Passengers in Chicago and Houston getting alerts on delays longer than an hour

United Airlines is testing informing passengers why their flights are delayed. Above, stranded Delta passengers in 2016 at the Hartsfield-Jackson International Airport in Atlanta. (Atlanta Journal-Constitution/TNS)
United Airlines is testing informing passengers why their flights are delayed. Above, stranded Delta passengers in 2016 at the Hartsfield-Jackson International Airport in Atlanta. (Atlanta Journal-Constitution/TNS)

CHICAGO — You’re sitting at the airport, about to leave on a big summer trip, when you hear the dreaded announcement — the flight is delayed.
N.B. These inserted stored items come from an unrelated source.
PR #10018, opened 2024-11-14
Update message format in `cli-reference.mdx`

Nin3lee:
#### Description (required)

Update message format in `cli-reference.mdx`

I notice the CLI message in the editor is going to be like this (Align to message's blank in the middle):

截屏2024-11-14 15 57 11

So I add the indent for code to fit the CLI's output message format.

#### Related issues & labels (optional)

- #9895 
- Suggested label: `consistency/formatting`

PR #9895, opened 2024-10-31
Update cli-reference.mdx

liruifengv:
#### Description (required)

Update cli-reference.mdx

- Add `create-key` command for cli help info
- Delete `--open` flag from cli help info. It's not in astro cli output help info.
- Move `--open` flag to Common flags from Global flags
- Add a section for how to get a list of flags for any command

#### Related issues & labels (optional)

- Closes #
- Suggested label:

PR #10021, opened 2024-11-14
i18n(fr): update `cli-reference.mdx`

ArmandPhilippot:
#### Description (required)

Adds changes from #9895 and #10018 to the French translation of `cli-reference.mdx`

- Suggested label: i18n

### DIFF
--- a/src/content/docs/fr/reference/cli-reference.mdx
+++ b/src/content/docs/fr/reference/cli-reference.mdx
@@ -64,6 +64,7 @@ Commands
               add  Add an integration.
             build  Build your project and write it to disk.
             check  Check your project for errors.
+       create-key  Create a cryptography key
               dev  Start the development server.
              docs  Open documentation in your web browser.
              info  List info about your current Astro setup.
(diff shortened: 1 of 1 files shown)


src/content/docs/fr/reference/cli-reference.mdx
```diff
@@ -436,6 +474,10 @@ Active les journaux verbeux, ce qui est utile pour déboguer un problème.
 
 Active les journaux silencieux, ce qui lance le serveur sans aucune sortie dans la console.
 
+### `--open`
+
+Ouvre automatiquement l'application dans le navigateur au démarrage du serveur. Une chaîne d'URL complète (par exemple `--open http://example.com`) ou un chemin d'accès (par exemple `--open /about`) peut être transmis pour spécifier l'URL à ouvrir.
+
 ## Options globales
```
jsparkdev, line 481:
```suggestion
## Drapeaux mondiaux
```

It looks like the wrong heading was used.

I want to show Global Flags, but I don't know if the result of the French translation is correct :)

jsparkdev (commented):
Thank you!

src/content/docs/fr/reference/cli-reference.mdx
ArmandPhilippot: Thanks for the suggestion @jsparkdev!
For a literal translation, you would be right: flags should be translated with "drapeaux". But in this context (CLI), I don't think I've ever seen "drapeaux" used in French docs. "options" is more commonly used (and this is what the [French version of Wikipedia](https://fr.wikipedia.org/wiki/Interface_en_ligne_de_commande#Option) or the [PHP doc](https://www.php.net/manual/fr/features.commandline.options.php) uses for example). In other places one can also see "indicateurs" but I'd say it is less common than "option".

Would knowing why you’re about to kill a couple of hours in the airport lounge leave you less frustrated?

United Airlines is testing the idea at its Chicago and Houston hub airports. Since late January, passengers on some significantly delayed flights have been receiving alerts from the airline that include more information on the reason for the holdup — for example, a plane that needs maintenance or crew delayed while flying in from another city.

Chicago-based United plans to expand the test next month to include some regional flights as the summer travel season heats up, spokesman Charles Hobart said.

It’s expected to be available on all mainline and regional United flights leaving Chicago and Houston later this summer.

“Customers are often understanding about the fact that there is a delay, but what they appreciate and want is information, even if it’s a three- or four-sentence paragraph, in language they understand, that respects their intelligence and time,” Hobart said.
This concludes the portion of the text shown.